START EXTRACTED MATERIAL

PR #690, opened 2020-10-11
Reorganize msm_basic module and refactor job CRUD

LachlanStuart:
As part of the IBM Cloud change, I'm trying to keep the Spark code intact so that we can feature flag it and do side-by-side testing. I'm consolidating a bunch of shared code in the process. To facilitate this, I've split the `msm_basic` module into an `annotation` module to hold the non-spark-specific code, and `annotation_spark` to hold the spark-specific code.

Does this seem like a reasonable approach, and are you happy with the reorganization? 

In addition, I've refactored the CRUD code for `job`s a bit, to reduce the amount of code in `annotation_spark.annotation_job`. This also fixes a bug: `AnnotationJob._remove_annotation_jobs` didn't clean up images, so when removing a database from an existing dataset without `del_first` specified, the images would be left on disk.


ansible/aws/PRODUCTION_UPGRADE.md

END EXTRACTED MATERIAL

YOUR ASSIGNMENT: Send back exactly, with nothing added, the lines from the first line of the material above through the line holding "As part of the"; both ends are included.

ANSWER FOR THE TASK:
PR #690, opened 2020-10-11
Reorganize msm_basic module and refactor job CRUD

LachlanStuart:
As part of the IBM Cloud change, I'm trying to keep the Spark code intact so that we can feature flag it and do side-by-side testing. I'm consolidating a bunch of shared code in the process. To facilitate this, I've split the `msm_basic` module into an `annotation` module to hold the non-spark-specific code, and `annotation_spark` to hold the spark-specific code.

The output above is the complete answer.